Michael & I are heavy users of a video messaging app called Marco Polo (And we also work there). So we send lots of video messages to each other, some work-related and some just for fun. But sometimes, our videos get a little, uh, you know, long winded. So we wanted to see if we could use LLMs to edit out the unnecessary bits, aka "concicify" our videos.
Concisify takes an input video (i.e. of a person talking), generates a transcript of the video via Whisper, then asks Anthropic Claude to indicate which parts of the video should be cut out (i.e. which are the unimportant, "filler" parts of the video). It then uses ffmpeg to cut out the unnecessary video parts and produce an output video file which is shown in the front end NextJS UI.
We used AWS for hosting our web app front end which uses NextJS, with a backend AWS lambda function for converting the videos. AWS Bedrock was used for querying the Anthropic Claude model. We also used SST for orchestrating AWS deploys, and the Whisper API for getting transcripts of videos. We also use the ffmpeg library for clipping the video.
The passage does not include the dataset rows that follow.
PR #1327, opened 2025-02-25
avoid unnecessary casting

hopeyen:

https://linear.app/eigenlabs/issue/EGDA-996/eda2-10-[medium]-avoid-lossy-and-unnecessary-casting

## Checks

- Testing Strategy
   - [ ] Unit tests
   - [ ] Integration tests


api/clients/v2/accountant.go
```diff
@@ -67,9 +67,9 @@ func NewAccountant(accountID string, reservation *core.ReservedPayment, onDemand
 // indicating on-demand payment.
 // These generated values are used to create the payment header and signature, as specified in
 // api/proto/common/v2/common_v2.proto
-func (a *Accountant) BlobPaymentInfo(ctx context.Context, numSymbols uint32, quorumNumbers []uint8, timestamp int64) (*big.Int, error) {
+func (a *Accountant) BlobPaymentInfo(ctx context.Context, numSymbols uint64, quorumNumbers []uint8, timestamp int64) (*big.Int, error) {
 	currentReservationPeriod := meterer.GetReservationPeriodByNanosecond(timestamp, a.reservationWindow)
-	symbolUsage := uint64(a.SymbolsCharged(numSymbols))
+	symbolUsage := a.SymbolsCharged(numSymbols)
```
anupsv, line 72: Is the a max value for numSymbols that we should be checking ?

api/clients/v2/accountant.go
```diff
@@ -128,22 +128,22 @@ func (a *Accountant) AccountBlob(ctx context.Context, timestamp int64, numSymbol
...
 	}
 	// Round up to the nearest multiple of MinNumSymbols
-	return uint32(core.RoundUpDivide(uint(numSymbols), uint(a.minNumSymbols))) * a.minNumSymbols
+	return core.RoundUpDivide(numSymbols, a.minNumSymbols) * a.minNumSymbols
 }
 
-func (a *Accountant) GetRelativePeriodRecord(index uint32) *PeriodRecord {
-	relativeIndex := index % a.numBins
+func (a *Accountant) GetRelativePeriodRecord(index uint64) *PeriodRecord {
+	relativeIndex := uint32(index % uint64(a.numBins))
```
anupsv, line 146: No loss of precision here ?

anupsv (approved):

api/clients/v2/accountant.go
hopeyen: Not enforced by payments, I think it will be checked [in validation](https://github.com/Layr-Labs/eigenda/blob/d14567918f036284279cd9b805d587fa31eb3104/disperser/apiserver/disperse_blob_v2.go#L145) before it gets to meterer. If you think it is within the meterer scope and should double check, I can add config to the meterer for a maximum number of blobs and add a check

api/clients/v2/accountant.go
hopeyen: In theory the `relativeIndex` would never be greater than uint32 max, since we are doing a mod of `numBins` which is an uint32

api/clients/v2/accountant.go
anupsv: If it's enforced somewhere else and it's the only call path then no need.

anupsv (approved):

ian-shim (approved):

PR #1328, opened 2025-02-25
Implement relay url provider

litt3:

- This PR changes how the relay client is interacted with: rather than constructing a new relay client every time there are updates, the relay client now is able to create new connections on the fly, as they are added
- This PR is needed to support [blazar clients](https://linear.app/eigenlabs/issue/EGDA-827/payloadretriever-should-dynamically-fetch-relay-urls), which currently don't have a way to receive relay URL updates
- In addition to implications for the blazar clients, this changeset has implications for DA validator nodes, which should be considered when reviewing this PR

## Checks

- Testing Strategy
   - [ ] Unit tests
   - [ ] Integration tests


cody-littley (approved):

api/clients/v2/relay/key_lock.go
```diff
@@ -0,0 +1,41 @@
...
+// KeyLock is a utility that provides a way to lock access to a given key of type T
+//
+// This utility is useful in situations where you want to synchronize operations for something that doesn't exist
+// in a concrete form. For example, perhaps you only want to create connections with a given peer on a single
+// thread of execution, but the new peer could appear simultaneously in concurrent operations. This utility allows
+// the first thread which encounters the new peer to perform necessary initialization tasks, and store generated
+// artifacts in a central location for subsequent callers to access.
+type KeyLock[T comparable] struct {
+	// Map from key T to a mutex that corresponds to that key
+	keyMutexMap map[T]*sync.Mutex
```
anupsv, line 16: It's upto the code which acquired the lock to release it as well ?

anupsv (approved):

api/clients/v2/relay/key_lock.go
litt3: Yes- I added a comment to state this explicitly:

```
// The caller MUST eventually invoke the returned unlock function, or all future calls with the same key will block
// indefinitely
```

api/clients/v2/relay/default_relay_url_provider.go
```diff
@@ -0,0 +1,57 @@
...
+
+	"github.com/Layr-Labs/eigenda/common"
+	relayRegistryBindings "github.com/Layr-Labs/eigenda/contracts/bindings/EigenDARelayRegistry"
+	v2 "github.com/Layr-Labs/eigenda/core/v2"
+	"github.com/ethereum/go-ethereum/accounts/abi/bind"
+	gethcommon "github.com/ethereum/go-ethereum/common"
+)
+
+// DefaultRelayUrlProvider provides relay URL strings, based on relay key.
+type DefaultRelayUrlProvider struct {
```
ian-shim, line 15: `DefaultRelayUrlProvider` sounds like there should be other relay URL provider implementations. Maybe we can just call it `relayURLProvider` unexported? 
`NewRelayURLProvider` can return the struct pointer as RelayURLProvider type.

api/clients/v2/relay_client.go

But how much "concifying" is the right amount of concicifying? We have no idea, so to find out we feature flagged it via LaunchDarkly, so now we can run some AB tests to find out which level of concification makes our users the happiest.
Trying to write Javascript code to parse transcripts with brackets was taking too long so we ended up getting Claude to do it for us, that was fun.
Prompt engineering is pretty tricky, feels like a milestone that we were able to come up with two novel prompts in short order
Also really proud to have spun up a working app in <6 hours!
Building feature flags is a lot easier with LaunchDarkly than what we're used to (i.e. in house feature flags). SST makes spinning up AWS resources feel great, and it's super cool to be able to quickly choose between LLM models via the Bedrock sandbox.
There's lots to do trying to make the editing more accurate (particularly getting the transcript to be more precises will help with this). We want to try using Amazon Transcribe to see if it helps with this, or maybe running Whisper ourselves on Bedrock.